Os eurodeputados decidiram premiar a ação do portugiuês na divulgação de documentos referentes ao mundo do futebol e que terão desencadeado investigações a casos de corrupção.

Julian Assange é o fundador da WikiLeaks e esteve refugiado durante sete anos na Embaixada do Equador em Londres. Na última semana foi detido pelas autoridades britânicas por ter violado as condições da sua fiança. Já Yasmine Motarjemi foi responsável por denunciar falhas na segurança alimentar e defender as denúncias em outras empresas ligadas ao setor.

A decisão do grupo da esquerda europeia foi avançado por Miguel Urbán Crespo, eurodeputado espanhol, membro do juri do prémio, no Parlamento Europeu, em Estrasburgo. O prémio é dedicado a "indivíduos ou grupos que foram intimidados e/ou perseguidos por descobrir a verdade e denunciá-la ao público" e além do galardão, os vencedores receberão cinco mil euros pelo trabalho desenvolvido.

Além de Rui Pinto, a lista incluia nomeados como o fundador do WikiLeaks, Julian Assange, a denunciante sobre o esquema de vistos gold do Ministério da Justiça búlgaro Katya Mateva, a ex-vice-presidente e denunciante dos lapsos de segurança alimentar da Nestlé, Yasmine Motarjemi, o autor e denunciante sobre corrupção e irregularidades no exército espanhol Luis Gonzalo Segura, e o denunciante do Banco Danske Howard Wilkinson.

Quem são os outros vencedores?

Julian Assange é o fundador do site WikiLeaks, responsável por divulgar milhares de documentos secretos. Os seus opositores garantem que o australiano é responsável por colocar vidas em perigo ao disponibilizar informações confidenciais.

Durante sete anos, o ex-jornalista esteve detido na  Embaixada do Equador, no centro de Londres, na sequência de um mandado de captura emitido na Suécia que pedia a sua prisão na sequência de uma alegada violação de uma cidadã sueca. O arquivamento da queixa ocorreu a maio de 2017.

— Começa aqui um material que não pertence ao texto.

PR #1695, opened 2020-04-27
Add ability to disable kubeproxy

ibuildthecloud:


pkg/daemons/agent/agent.go
```diff
@@ -29,12 +29,15 @@ func Agent(config *config.Agent) error {
...
+
+	if !config.DisableKubeProxy {
+		return startKubeProxy(config)
+	}
 
 	return nil
 }
 
-func startKubeProxy(cfg *config.Agent) {
+func startKubeProxy(cfg *config.Agent) error {
```
dweomer, line 40: Is the return signature necessary since we never actually return if there is a problem (I'm referring to the call to `logrus.Fatalf`)

ibuildthecloud: It's a side effect of a follow on PR.  I tried to break this up into smaller commit.  I'll remove this as it's not needed for this. Thanks!

PR #1696, opened 2020-04-27
Encapsulate execution logic

ibuildthecloud:
This moves all the calls to cobra root commands to one package
so that we can change the behavior of running components as embedded
or external.


ibuildthecloud:
I want to hold off on this PR until I finish prototyping the etcd integration

PR #1700, opened 2020-04-28
Add the INSTALL_K3S_MIRROR variable to increase k3s binary file downl…

xiaoluhong:


ibuildthecloud:
The idea of a supporting a mirror I think is great.  This is a general issue with offline installations is that our install script is tied to github but our install script give you nice things like the uninstall and cleanup scripts.

erikwilson:
I think an install mirror is a good idea too, here is some feedback similar to the previous feedback:

- It should probably be more generic rather than being specific to `cn` use cases (sometimes github is slow in the US or other places too). Maybe the mirror short-hand could refer to services rather than countries.
- It might be nice if any official mirrors could be published to from this repo.
- Fetching the hash from the mirror effectively breaks the trust & verification that the build is accurate and was produced from our system.

PR #1704, opened 2020-04-28
No longer use basic auth for default admin account

ibuildthecloud:


erikwilson:
I accidentally had my credentials in a video call, now how do I revoke the cert for my admin account? 🤯🤮☠️

brandond:
With this change, does the kubelet still need ` --basic-auth-file=/var/lib/rancher/k3s/server/cred/passwd`?

brandond:
Oh, I see, it's still used when new servers or agents join the cluster. Looks like the admin password is still in there though, even though admin now uses cert auth.

hongkunyoo:
Is there a plan to add this feature in 1.17.x release? I really want this feature in 1.17.

si458:
just wondering if this was merged to the master branch,
how long before its inserted into k3s?
and will this replace the current user/pass in the `.kube/config`?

Durante anos, Assange declarou que esta acusação vinda da Suécia não passava de uma tática dos EUA para que se desse uma extradição. No país norte-americano Assange enfrenta acusações de espionagem, por ter revelado milhares de documentos confidencias e de índole militar.

Mesmo sem a acusação da Suécia, Assange continua sob ameaça de prisão (e consequente extradição) por parte das autoridades britânicas, caso abandone a embaixada do Equador.

Yasmine Motarjemi trabalhou mais de uma década na Organização Mundial de Saúde, em Genebra, na área da prevenção de doenças relacionadas com comida, antes de entrar na Nestlé, em 2000. Mas depois de dez anos na gigantesca multi-nacional alimentar, voltou a agir como uma advogada dos direitos humanos e do whistleblowing.

Motarjemi tem sido uma ativa defensora dos direitos dos whistlebowers, denunciando a pressão psicológica que muitos trabalhadores sofrem para não fazerem denúncias. No entender desta ativista, muitos dos trabalhadores que conhecem segredos das empresas sofrem assédio psicológico que tem impacto no seu trabalho, saúde e vida pessoal.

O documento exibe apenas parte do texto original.